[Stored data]
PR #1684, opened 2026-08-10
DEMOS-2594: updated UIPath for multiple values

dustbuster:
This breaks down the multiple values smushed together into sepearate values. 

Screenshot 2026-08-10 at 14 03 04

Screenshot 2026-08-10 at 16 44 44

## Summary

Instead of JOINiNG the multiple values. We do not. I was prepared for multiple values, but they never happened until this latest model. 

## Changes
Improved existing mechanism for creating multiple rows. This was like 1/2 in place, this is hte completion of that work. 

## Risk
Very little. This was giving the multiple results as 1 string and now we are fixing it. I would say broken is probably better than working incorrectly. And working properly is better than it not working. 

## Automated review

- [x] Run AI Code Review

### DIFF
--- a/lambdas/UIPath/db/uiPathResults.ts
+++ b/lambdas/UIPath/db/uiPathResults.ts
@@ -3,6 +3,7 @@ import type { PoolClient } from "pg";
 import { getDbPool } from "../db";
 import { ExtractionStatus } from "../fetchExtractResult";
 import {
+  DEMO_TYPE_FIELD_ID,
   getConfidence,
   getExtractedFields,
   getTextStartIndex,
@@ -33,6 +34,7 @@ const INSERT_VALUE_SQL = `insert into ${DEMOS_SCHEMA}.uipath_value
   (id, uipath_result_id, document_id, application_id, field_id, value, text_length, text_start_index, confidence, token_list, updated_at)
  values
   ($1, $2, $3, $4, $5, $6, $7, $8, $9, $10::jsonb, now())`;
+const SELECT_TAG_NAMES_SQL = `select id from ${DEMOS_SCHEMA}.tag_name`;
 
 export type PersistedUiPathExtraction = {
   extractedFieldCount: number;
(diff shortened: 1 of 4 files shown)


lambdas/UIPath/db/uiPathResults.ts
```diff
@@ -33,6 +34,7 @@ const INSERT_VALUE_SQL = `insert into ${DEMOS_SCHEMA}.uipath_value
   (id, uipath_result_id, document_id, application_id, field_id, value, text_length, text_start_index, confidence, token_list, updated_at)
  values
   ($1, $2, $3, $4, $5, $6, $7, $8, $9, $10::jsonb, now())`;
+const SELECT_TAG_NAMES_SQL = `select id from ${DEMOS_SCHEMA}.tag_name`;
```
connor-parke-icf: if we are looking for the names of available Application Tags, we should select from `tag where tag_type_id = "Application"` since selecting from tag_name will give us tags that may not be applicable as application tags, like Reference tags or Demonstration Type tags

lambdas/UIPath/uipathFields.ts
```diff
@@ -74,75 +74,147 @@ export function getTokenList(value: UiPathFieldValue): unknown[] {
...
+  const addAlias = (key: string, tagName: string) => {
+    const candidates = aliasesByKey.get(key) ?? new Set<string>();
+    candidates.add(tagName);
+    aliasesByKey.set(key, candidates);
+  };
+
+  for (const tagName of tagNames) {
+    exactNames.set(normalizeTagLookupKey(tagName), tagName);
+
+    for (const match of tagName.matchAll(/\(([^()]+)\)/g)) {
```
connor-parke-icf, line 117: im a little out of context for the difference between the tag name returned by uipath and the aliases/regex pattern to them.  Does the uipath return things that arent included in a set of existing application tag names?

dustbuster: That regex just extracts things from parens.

◆ **TASK REQUIREMENTS**
State only the number of lines in these entries that contain "Screenshot".

◆ **SOLUTION TO THIS PROBLEM**
2